I think that it fills faster when you take the dead grass off. Maybe it is placebo effect.


----------



## Budstl

@g-man very will could be. It's got a long way to go to fill in. It's nice walking over to a bare spot to see a new plant coming up 4-6 inches from the turf. I'm always like hello there buddy. Nice to see ya.

@NoslracNevok I've been meaning to put a flag there for a while now. Of course my dumb *** forgot that the stain was still wet, so needless to say i had to take it down. I still need a new one for the front.


----------



## Budstl

I have an area that seems to be significantly more blue/green than the rest of the lawn.I'd like the lawn to have this look. It's overall appearance looks better as well. This area right by the back patio always greens up before the rest of the lawn. My thought is that it is just weeks ahead of the rest of the lawn or i didn't mix the seed up well and there is more of 1 cultivar there. The first few pics are if the better area. May be harder to tell from the pictures. Any thoughts?











Check out this spot in the front lawn. Around 12 new plants spreading in.


----------



## social port

@Budstl, the lawn is looking really, really good. Has it been hot there? We've had a heat wave and no rain for over 14 days. It has been brutal. 
Question about your ideal blue/green area: Does that area get any shade from an awning or something similar?


----------



## Budstl

Thanks for the reply sp. It does, but really late in the afternoon. The photo was taken before noon. As far as weather, we have had a lot of rain. Many rivers, the Mississippi and Missouri are close to record crest. Those don't affect me. Heat wise it hasn't been to bad. Upper 80s today. Most of next week look like low to mid 80s with chance of storms.


----------



## Chris LI

Could it be an overlap in spreader passes? What about spray fert/iron? Did you make any apps? It looks like some extra Fe, with that nice blue/green color.


----------



## g-man

@Budstl from your April post, this is the dog pee area. Dog pee (or pee in general) is around 10-2-4 (depends on diet).


----------



## Budstl

@Chris LI I've applied 1 application of screamin green april 26th. That's been my only fert for the season so far.

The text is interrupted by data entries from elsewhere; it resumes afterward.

PR #1061, opened 2020-09-06
In Stock field for products and cart items

lderrickable:
## PR Checklist

## PR Type
```
[ ] Bugfix
[x] Feature
[ ] Build related changes
[ ] CI related changes
[ ] Other... Please describe:
```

@g-man that could be a possibility. The dog does pee in the rocks quite often as well. When she does pee in the grass, it's usually in the same spot.


----------



## social port

There is an aerial shot of the ideal area on the last page. Here's my best guess: I think that you are getting a lot of extra water in this area. It is being channeled via the gutter.


----------



## Chris LI

Hmmmmmm. Possible dog pee area + extra water = diluted N and green, but not dead pee spots?

At my friend's house, I'm trying to resurrect/regrow his lawn from landscaper/dog pee damage. I've suggested diluting the pee with water as soon as it occurs. Are you trying something like this?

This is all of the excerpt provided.